Nobody asked me, but here’s my thought.

When people learn something new, they cling to a paradigmatic case. This paradigmatic image matters more for how they use this new idea than whatever rules or logic they might otherwise adhere to. For example, when kids are first learning about triangles, they don’t identify new triangles on the basis of properties. They look at their paradigmatic image of triangle and compare this new shape to it. This is why kids misidentify so many shapes, at first. Below, 10 might be declared a triangle, though 5 would be rejected.

Now, it would be sort of besides the point to lament young children’s tendency to identify shapes in this way. This is just what the beginning of the learning curve looks like. It helps teachers to be familiar with this tendency — we can directly address it in friendly ways — but it’s totally normal. In particular, it’s not really an artifact of instruction.

(I suppose if kids make it to a weirdly old age without being able to logically identify triangles, yeah, that would be an artifact of instruction.)

I think the situation with square roots that Justin points out is pretty similar to this. When kids solve equations by taking the square roots of both sides, a lot a lot of these cases involve a square root solution. It seems totally normal for kids to start seeing this as a paradigmatic case, and to think that all solutions to such equations involve square roots. Totally normal, not something to stress too much about.

In fact, I saw this mistake in my 8th Grade class last week. A kid was using the Pythagorean Theorem, and had put little square roots over the side lengths. No stress: told him that this wasn’t necessary; reminded him of the conceptual meanings that made this move incorrect; reminded myself to include more chances for him to practice this idea; set him off to try the next problem, but without the extra square roots.

I think this is just how learning happens.

I’ve sometimes read or talked to teachers who wished kids didn’t make these sorts of mistakes.

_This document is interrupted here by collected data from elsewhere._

PR #1890, opened 2026-05-05
chore: Add job to update homebrew tap on release

davidlattimore:


.github/workflows/release.yml
```diff
@@ -101,3 +102,34 @@ jobs:
...
           files: |
             wild-linker-*.tar.gz
+
+  update-tap:
+    needs: release
+    if: github.event_name == 'push' && startsWith(github.ref, 'refs/tags/')
+    runs-on: ubuntu-latest
+    steps:
+      - name: Checkout Tap
+        uses: actions/checkout@v4
```
lapla-cogito:
```suggestion
        uses: actions/checkout@v6
```

.github/workflows/release.yml
```diff
@@ -101,3 +102,34 @@ jobs:
           draft: true
           files: |
             wild-linker-*.tar.gz
```
lapla-cogito, line 103: Here, since `*.tar.gz.sha256` isn't included in the release, wouldn't `gh release download $VERSION -R wild-linker/wild -p "*.sha256"` result in no downloads being performed? I think it would be better to directly download and `shasum` the tarball on the `update-tap` side.

.github/workflows/release.yml
```diff
@@ -101,3 +102,34 @@ jobs:
           draft: true
```
lapla-cogito, line 101: `update-tap` runs immediately after this step, but the release is still in draft status because of this, so I assume the asset URLs shouldn't be accessible yet.

lapla-cogito (commented):
Haven't tested it, but these seem like potential concerns.

.github/workflows/release.yml
davidlattimore: Good point! Done

.github/workflows/release.yml
davidlattimore: Another great point! I've moved it to a separate workflow that only triggers when the release gets published.

lapla-cogito (approved):
Thanks! Looks good.

.github/workflows/promote.yml
```diff
@@ -0,0 +1,40 @@
...
+          ARM_SHA=$(shasum -a 256 "wild-linker-$VERSION-aarch64-unknown-linux-gnu.tar.gz" | awk '{print $1}')
+
+          echo "Updating Homebrew formula for $VERSION"
+          echo "x86_64 hash: $X86_SHA"
+          echo "aarch64 hash: $ARM_SHA"
+
+          VERSION=$VERSION X86_SHA=$X86_SHA ARM_SHA=$ARM_SHA ./update.sh
+
+          git config user.name "Wild Release Bot"
+          git config user.email "actions@github.com"
```
lapla-cogito:
```suggestion
          git config user.email "41898282+github-actions[bot]@users.noreply.github.com"
```

lapla-cogito (commented):
Ah, there're some nits.

.github/workflows/promote.yml
```diff
@@ -0,0 +1,40 @@
...
+        uses: actions/checkout@v6
+        with:
+          repository: wild-linker/homebrew-wild
+          token: ${{ secrets.HOMEBREW_TAP_TOKEN }}
+
+      - name: Update Formula
+        run: |
+          VERSION=${{ github.event.release.tag_name }}
+
+          gh release download $VERSION -R wild-linker/wild \
```
lapla-cogito: considering potential future transfers or something like that
```suggestion
          gh release download $VERSION -R ${{ github.repository }} \
```

lapla-cogito (approved):

PR #1892, opened 2026-05-05
fix: only keep RELRO_PADDING section when relro is enabled

TechnoPorg:
As mentioned in https://github.com/wild-linker/wild/pull/1884#discussion_r3179461807, the check in `apply_force_keep_sections` to only keep the RELRO_PADDING section is overridden by the fact that the section is unconditionally kept a few lines above.

New ExpectProgramHeader/NoProgramHeader test directives have been added here to test this behaviour.

### DIFF
--- a/wild/tests/integration_tests.rs
+++ b/wild/tests/integration_tests.rs
@@ -57,6 +57,12 @@
 //! ExpectLoadAlignment:{alignment} Checks that the first PT_LOAD segment in the output binary has
 //! the specified alignment.
 //!
+//! ExpectProgramHeader:{type} Checks that the output binary contains a program header of the
+//! specified type.
+//!
+//! NoProgramHeader:{type} Checks that the output binary contains no program headers of the
+//! specified type.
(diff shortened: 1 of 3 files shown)


wild/tests/integration_tests.rs
```diff
@@ -3447,6 +3485,12 @@ impl Assertions {
                 if !self.absent_dynamic_entries.is_empty() {
                     bail!("NoDynamic is not supported for MachO",);
                 }
+                if !self.expected_program_headers.is_empty() {
+                    bail!("ExpectedProgramHeader is not supported for MachoO",);
```
lapla-cogito: This seems slightly different from the actual directive name 🤔 (`ExpectedProgramHeader` vs. `ExpectProgramHeader`)

lapla-cogito: Also, s/MachoO/MachO

lapla-cogito (approved):
Thanks!

PR #1898, opened 2026-05-07
SFrame V3 MVP

mati865:
Commits starting with `update` and `account` are what https://sourceware.org/binutils/docs-2.46/sframe-spec.html#Changes-from-Version-2-to-Version-3 is about.

Just like ld.bfd did, this change drops support for SFrame V2 due to how annoying it would be to support both formats at the same time, and the fact that the decisions by the distros to enable SFrame V2 by default were short-lived.

At the time of writing this description, glibc still can only read SFrame V2 (the changes are lingering on the mailing list), so I'm posting this as a draft. Hopefully it doesn't take too long from now before we can test it on the CI.
Can be tested with https://gist.github.com/mati865/5d5fead3a7cbefcbe9a609274a0d27eb if your system has Binutils 2.46.

This PR only ports existing code from SFrame V2 to V3. It doesn't add new `SFRAME_FDE_TYPE_FLEX` or `SFRAME_FDE_TYPE_DEFAULT`.

Fixes https://github.com/wild-linker/wild/issues/1576

PR #1899, opened 2026-05-07
Remove nonexistent SFrame flag

mati865:
`SFRAME_AARCH64_PAUTH_KEY` is a bit in `sfda_func_info` rather than `sfp_flags`. Since we copy `sfda_func_info` as-is, we don't need to care about it.

It has not changed in SFrame V3, it was already wrong in the previous implementation.

Tried to stack it on top of #1898, but you cannot do it from a fork. Only the last commit matters here.

### DIFF
--- a/libwild/src/sframe.rs
+++ b/libwild/src/sframe.rs
@@ -123,12 +123,12 @@ fn read_u32(data: &[u8], offset: usize) -> u32 {
     u32::from_le_bytes(data[offset..offset + 4].try_into().unwrap())
 }
 
-fn read_i32(data: &[u8], offset: usize) -> i32 {
-    i32::from_le_bytes(data[offset..offset + 4].try_into().unwrap())
+fn read_i64(data: &[u8], offset: usize) -> i64 {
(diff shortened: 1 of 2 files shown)


mati865:
Apparently you still cannot, but now `gh` will copy the branches and mess everything up..
```
❯ gh stack submit
Checking stack state...
? Multiple remotes found. Which remote should be used? upstream
? Save "upstream" as the default remote for all gh stack operations? Yes
✓ Saved "upstream" as the default remote for gh stack
To change later, run: git config gh-stack.remote <other-remote>
To clear, run:        git config --unset gh-stack.remote
Pushing to upstream...
PR #1898 (https://github.com/wild-linker/wild/pull/1898) for push-psuukqllkpkt is up to date
✓ Updated base branch for PR #1899 (https://github.com/wild-linker/wild/pull/1899) to push-psuukqllkpkt
⚠ Could not create stack: Pull requests from forks cannot be added to stacks.
✓ Pushed and synced 2 branches
```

And I guess it would be nice if kids could just reach an age where they operated as logical, analytical and meaning-oriented students at the start of their learning curves. I understand why we teachers feel a bit of nervousness when kids aren’t being guided by meaning.

But ‘being guided by meaning’ is another way of saying ‘being guided by logic,’ and this is not my understanding of how beginners hold on to new ideas.

It’ll take time, practice, corrections, maybe a big ol’ worksheet, but if a kid made it that far in solving these equations, they’ll make it the rest of the way. Keep it up!